Surfing the Wild Mustard
It appears as a rising swell in the near distance, rushing towards me, though I have already been enveloped by the last passing surge. A frothy foam of yellow, charged with the busy hunger of bees, blurs as I pass. It flows from crest to valley, and would quietly overwhelm me as it has overwhelmed this passage, turning it into a narrow ribbon, a parting through which I skim. But I won't let it and race down the slope, picking up speed as the path narrows to shut me in, entrapped. At the last second, just as the tide would crash down around me, I burst clear of the funnel. Flecks of the foam fly free in the passing wake, ripped from the crushing wave by hand, wheels, pedals; others drip from my bike and will continue to fall away for the remainder of the ride. One small drop lodged near Herbert, a comfort of color will remain to the end, a reminder of a brief adventure surfing the wild mustard of the inland sea.

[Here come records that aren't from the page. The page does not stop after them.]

Issue #1498, opened 2022-07-13
CAPNP_LITE still includes schema defs in binary


Vadmeme:
On release builds in gcc and msvc the compiler does not optimize away the binary data describing the protocol if you have `CAPNP_LITE` defined.

The issue seems to be caused by the `capnp::_::AlignedData` structure not being within the bounds of the `CAPNP_LITE` check

```cpp
static const ::capnp::_::AlignedData<37> b_deadbeefcafebabe = {
  {   /* omitted */ }
};
::capnp::word const* const bp_deadbeefcafebabe = b_deadbeefcafebabe.words;
#if !CAPNP_LITE
static const uint16_t m_deadbeefcafebabe[] = {0};
static const uint16_t i_deadbeefcafebabe[] = {0};
const ::capnp::_::RawSchema s_deadbeefcafebabe = {
  0xdeadbeefcafebabe, b_deadbeefcafebabe.words, 37, nullptr, m_deadbeefcafebabe,
  0, 1, i_deadbeefcafebabe, nullptr, nullptr, { &s_deadbeefcafebabe, nullptr, nullptr, 0, 0, nullptr }
};
```

It should be solvable quite easily by moving up the `#if !CAPNP_LITE` to also include the schema data in [c++/src/capnp/compiler/capnpc-c++.c++](https://github.com/capnproto/capnproto/blob/045d5ff0e50cd044c1f05925789d5c3e46d96d21/c%2B%2B/src/capnp/compiler/capnpc-c%2B%2B.c%2B%2B#L2779)

kentonv:
This is intended. `CAPNP_LITE` was specifically designed to trim away features that, at the time, we couldn't get to compile correctly in MSVC. Since then, MSVC has improved and lite mode is essentially obsolete.

Lite mode was not designed as a way to reduce binary size. If this is your goal, my recommendation is to use a linker that does tree shaking / dead code elimination to remove symbols that aren't referenced anywhere. This should remove all the embedded schemas, assuming you in fact don't use them.

Vadmeme:
Thank you for your clarification

Lite mode is quite helpful for sensitive protocols where having information leak (such as field names) would cause problems. 

I ask you to consider implementing such a change as it shouldnt affect any existing users while adding extra use cases.

For now I will look into linker options to strip such data like you suggested.

kentonv:
[...]

PR #1502, opened 2022-07-19
Implement $Cxx.omitSchemas annotation

Vadmeme:
Implements a `$Cxx.omitSchemas` annotation that strips schema information from the binary as discussed in https://github.com/capnproto/capnproto/issues/1498


c++/src/capnp/c++.capnp
```diff
@@ -24,3 +24,4 @@ $namespace("capnp::annotations");
 
 annotation namespace(file): Text;
 annotation name(field, enumerant, struct, enum, interface, method, param, group, union): Text;
+annotation omitSchemas(file): Void;
```
kentonv, line 27: Let's add some comments (and a trailing newline).

```suggestion

annotation omitSchemas(file): Void;
# Requests that the generated code does not embed the types' schemas.
# This means you will not be able to use <capnp/schema.h> or <capnp/dynamic.h> APIs with this type.
# By extension, that means you will not be able to stringify messages nor use the JSON codec.
# However, the generated code will be somewhat smaller and will not include easily-extractable
# type information, which may be important in some use cases.
#
# All files that import your file will also be required to set this option if they are used to
# generate C++ code.
```

c++/src/capnp/compiler/capnpc-c++.c++
```diff
@@ -3045,7 +3054,12 @@ private:
           "#if CAPNP_VERSION != ", CAPNP_VERSION, "\n"
           "#error \"Version mismatch between generated code and library headers.  You must "
               "use the same version of the Cap'n Proto compiler and library.\"\n"
-          "#endif\n"
+          "#endif\n",
+          omitSchemas ? kj::strTree(
+                  "#if !CAPNP_LITE\n",
+                  "#error \"$Cxx.omitSchemas requires that you compile using CAPNP_LITE\"\n"
```
kentonv, line 3060: Why does it require this? I would expect it to work fine without CAPNP_LITE (as long as you don't try to use the schema or dynamic APIs with the type, and all dependent types also omit schemas). Is there a particular error you're seeing?

kentonv:
Let's make sure this is tested. I think you could just apply the option to `test-import2.capnp`, to verify it still compiles. You might want to add some declarations in that file to cover enums, interfaces, etc. to make sure everything is covered.

c++/src/capnp/compiler/capnpc-c++.c++
Vadmeme: You are correct, I added this before I fully understood the generated code, After running some tests it seems it is not required.

Vadmeme:
I did the simple test of adding the annotation to the existing `test-import2.capnp` file
I also added some extra declarations to handle interfaces/enums/structs as per your suggestion.

c++/src/capnp/c++.capnp
```diff
@@ -24,3 +24,13 @@ $namespace("capnp::annotations");
...
+
+annotation omitSchemas(file): Void;
+# Requests that the generated code does not embed the types' schemas.
+# This means you will not be able to use <capnp/schema.h> or <capnp/dynamic.h> APIs with this type.
+# By extension, that means you will not be able to stringify messages nor use the JSON codec.
+# However, the generated code will be somewhat smaller and will not include easily-extractable
+# type information, which may be important in some use cases.
+#
+# All files that import your file will also be required to set this option if they are used to
+# generate C++ code.
```
kentonv, line 36: Missing newline at end of file.

(This may seem nitpicky, but it's problematic mostly because so many tools complain about it, like the review tools here. The reason they all complain is because some old Unix standard actually says that text files must end with a newline, though obviously nothing enforces that in reality.)

Annoyingly it doesn't look like GitHub's suggested changes interface lets me suggest adding the newline... it complains that I haven't changed anything, unless I had two newlines...

c++/src/capnp/compiler/capnpc-c++.c++
```diff
@@ -3045,7 +3054,7 @@ private:
           "#if CAPNP_VERSION != ", CAPNP_VERSION, "\n"
           "#error \"Version mismatch between generated code and library headers.  You must "
               "use the same version of the Cap'n Proto compiler and library.\"\n"
-          "#endif\n"
+          "#endif\n",
```
kentonv, line 3057: Line was changed unnecessarily.

```suggestion
          "#endif\n"
```

c++/src/capnp/compiler/capnpc-c++.c++
```diff
@@ -2985,6 +2986,14 @@ private:
...
     kj::Vector<kj::ArrayPtr<const char>> namespaceParts;
     kj::String namespacePrefix;
+    bool omitSchemas = false;
+
+    for(auto annotation : node.getAnnotations()) {
+        if(annotation.getId() == OMIT_SCHEMAS_ANNOTATION_ID) {
+            omitSchemas = true;
+            break;
+        }
+    }
```
kentonv, line 2996: Please match prevailing formatting style.

```suggestion
    for (auto annotation : node.getAnnotations()) {
      if (annotation.getId() == OMIT_SCHEMAS_ANNOTATION_ID) {
        omitSchemas = true;
        break;
      }
    }
```

c++/src/capnp/test-import2.capnp
```diff
@@ -21,12 +21,36 @@
...
+  one @1;
+  two @2;
+  three @3;
+  four @4;
+}
+
+struct TestStructure {
+  enumValue @0 :TestEnum;
+  anInterface @1 :TestExtendingInterface;
+}
```
kentonv, line 56: Missing newline at end of file.

c++/src/capnp/test-import2.capnp
```diff
@@ -21,12 +21,36 @@
...
 
+$Cxx.omitSchemas;
+
 struct TestImport2 {
   foo @0 :Import3.TestAllTypes;
   bar @1 :Import1.Node;
   baz @2 :Import2.TestImport;
 }
+
+interface TestInterface {
```
kentonv, line 37: Let's give these slightly more unique names for the file.

```suggestion
interface TestImport2Interface {
```

c++/src/capnp/test-import2.capnp
```diff
@@ -21,12 +21,36 @@
...
+  testInterfaceMethod @0 () -> (result :Bool);
+}
+
+interface TestExtendingInterface extends(TestInterface) {
```
kentonv, line 41:
```suggestion
interface TestImport2ExtendingInterface extends(TestImport2Interface) {
```

c++/src/capnp/test-import2.capnp
```diff
@@ -21,12 +21,36 @@
...
+  testInterfaceMethodTwo @0 () -> (result :Bool);
+}
+
+enum TestEnum {
```
kentonv, line 45:
```suggestion
enum TestImport2Enum {
```

c++/src/capnp/test-import2.capnp
```diff
@@ -21,12 +21,36 @@
...
+  zero @0;
+  one @1;
+  two @2;
+  three @3;
+  four @4;
+}
+
+struct TestStructure {
```
kentonv, line 53:
```suggestion
struct TestImport2Structure {
```

kentonv (commented):
Thanks for adding tests! Just a bunch of style nitpicks...

Vadmeme:
Implemented style changes and added newlines

kentonv:
Looks good, thanks! Bazel failure seems unrelated.

mikea:
> Bazel failure seems unrelated.

I think this change actually broke bazel build. I don't know why yet, but it passes on a previous commit. @kentonv @Vadmeme

mikea:
Other builds fail because of the same error:


```
/usr/bin/ld: CMakeFiles/capnp-heavy-tests.dir/test_capnp/capnp/test-import2.capnp.c++.o:(.data.rel.ro+0x0): undefined reference to `capnp::schemas::s_cfdb43ee5505db69'
/usr/bin/ld: CMakeFiles/capnp-heavy-tests.dir/test_capnp/capnp/test-import2.capnp.c++.o:(.data.rel.ro+0x8): undefined reference to `capnp::schemas::s_92adc979fd930df5'
make[5]: Leaving directory '/home/runner/work/capnproto/capnproto/c++/distcheck-cmake'
/usr/bin/ld: CMakeFiles/capnp-heavy-tests.dir/test_capnp/capnp/test-import2.capnp.c++.o:(.data.rel.ro+0x10): undefined reference to `capnp::schemas::s_9b550ca7cf5da1c1'
make[4]: Leaving directory '/home/runner/work/capnproto/capnproto/c++/distcheck-cmake'
/usr/bin/ld: CMakeFiles/capnp-heavy-tests.dir/test_capnp/capnp/test-import2.capnp.c++.o:(.data.rel.ro+0x18): undefined reference to `capnp::schemas::s_f2756f068e360761'
make[3]: Leaving directory '/home/runner/work/capnproto/capnproto/c++/distcheck-cmake'
make[2]: Leaving directory '/home/runner/work/capnproto/capnproto/c++/distcheck-cmake'
/usr/bin/ld: CMakeFiles/capnp-heavy-tests.dir/test_capnp/capnp/test-import2.capnp.c++.o:(.data.rel.ro+0x20): undefined reference to `capnp::schemas::s_951d576f783c952c'
make[1]: Leaving directory '/home/runner/work/capnproto/capnproto/c++'
/usr/bin/ld: CMakeFiles/capnp-heavy-tests.dir/test_capnp/capnp/test-import2.capnp.c++.o:(.data.rel.ro+0x28): undefined reference to `capnp::schemas::s_aa793a6361fa6e16'
/usr/bin/ld: CMakeFiles/capnp-heavy-tests.dir/test_capnp/capnp/test-import2.capnp.c++.o:(.data.rel.ro+0x30): undefined reference to `capnp::schemas::s_98e7c001808198cd'
/usr/bin/ld: CMakeFiles/capnp-heavy-tests.dir/test_capnp/capnp/test-import2.capnp.c++.o:(.data.rel.ro+0x38): undefined reference to `capnp::schemas::s_f6bd77f100ecb0ff'
```

Vadmeme:
I personally am on windows and i dont think the current bazel build supports it, so i cannot run local testing and all my information is gathered from reading github action logs.

It appears that the problem is on the linker level as the object file already exists, if i had to guess it is because `CAPNP_DECLARE_SCHEMA`  declares the schema values as `extern` so the linker tries to find them in external sources and cannot.

A possible workaround I can think of is instead of fully stripping schema data to emit a zero length array of data.

kentonv:
@mikea Sorry, when I looked at the log I was confused by all of the sign-compare warnings and didn't see the link errors. We should disable that warning (it's disabled in the other builds).

All of the CI builds other than Bazel passed. (Well, and MinGW which has been broken for a while.)

kentonv:
Weirdly the cmake build fails for me locally (although the automake build does not, and obviously neither failed in CI).

kentonv:
I've reverted the change for now.

@Vadmeme we need a version that actually removes the declarations from the header file, I think.

Vadmeme:
I looked into simply removing the `CAPNP_DECLARE_SCHEMA` from the header however this caused alot of problems with the schemas being referenced by other parts of capnp that i feel would be a bad idea to mess with.

An alternative is what i have suggested above of replacing the buffer with schema data with a zero sized placeholder as shown below. I have already implemented this and it seems to work and pass all test cases and should not cause any linker issues.

However before i make another PR id like to make sure this workaround is something you would be open too.

```cpp
static const ::capnp::_::AlignedData<0> b_f6bd77f100ecb0ff = {{}};
::capnp::word const* const bp_f6bd77f100ecb0ff = b_f6bd77f100ecb0ff.words;
#if !CAPNP_LITE
static const ::capnp::_::RawSchema* const d_f6bd77f100ecb0ff[] = {
  &s_a0a8f314b80b63fd,
  &s_bc55b08b672b5d97,
  &s_e682ab4cf923a417,
};
static const uint16_t m_f6bd77f100ecb0ff[] = {1, 2, 0};
static const uint16_t i_f6bd77f100ecb0ff[] = {0, 1, 2};
const ::capnp::_::RawSchema s_f6bd77f100ecb0ff = {
  0xf6bd77f100ecb0ff, b_f6bd77f100ecb0ff.words, 0, d_f6bd77f100ecb0ff, m_f6bd77f100ecb0ff,
  3, 3, i_f6bd77f100ecb0ff, nullptr, nullptr, { &s_f6bd77f100ecb0ff, nullptr, nullptr, 0, 0, nullptr }
};
#endif  // !CAPNP_LITE
```

kentonv:
I don't like the empty buffer approach as it means any attempt to use the schemas (e.g. stringifying a message) would compile just fine and fail at runtime. I'd rather the error be at compile time.

Vadmeme:
The only other option i see is manually editing everything that exposed an `encodedSchema` method in `generated-header-support.h` and adding a "_STRIPPED" variant to that exposes `encodedSchema` that is just a `static_assert(false)` or something similar.

kentonv:
Ideally I think we don't want to declare `encodedSchema()` at all if there's no schema. Does anything break if we omit it entirely?

Maybe what we need to do here is split the macros like `CAPNP_DECLARE_STRUCT_HEADER` into one macro that declares the non-schema-related stuff, and another that declares the schema stuff. When `omitSchemas` is enabled, we only use the former macro.

Vadmeme:
What you suggested would be ideal but i personally do not know enough about the inner workings of the generated headers to implement it yet. 

Nothing SHOULD break if `encodedSchema()` does not exist as its only use is in `schemaProto()` and thats only used  if you use schemas.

Like all of Southern California's Springtime displays of color, the mustard is dependent on winter rains. Some years are good, others less so. I would say this years crop is somewhere in the middle - the rains of early January began the propagation, so there are some great swaths of yellow across entire hillsides. At the same time, the extended dry period since then, seems to have limited the robustness of growth - not as thick, not as high, and maybe as good as the display will get. Ride over to Bonelli and check it out.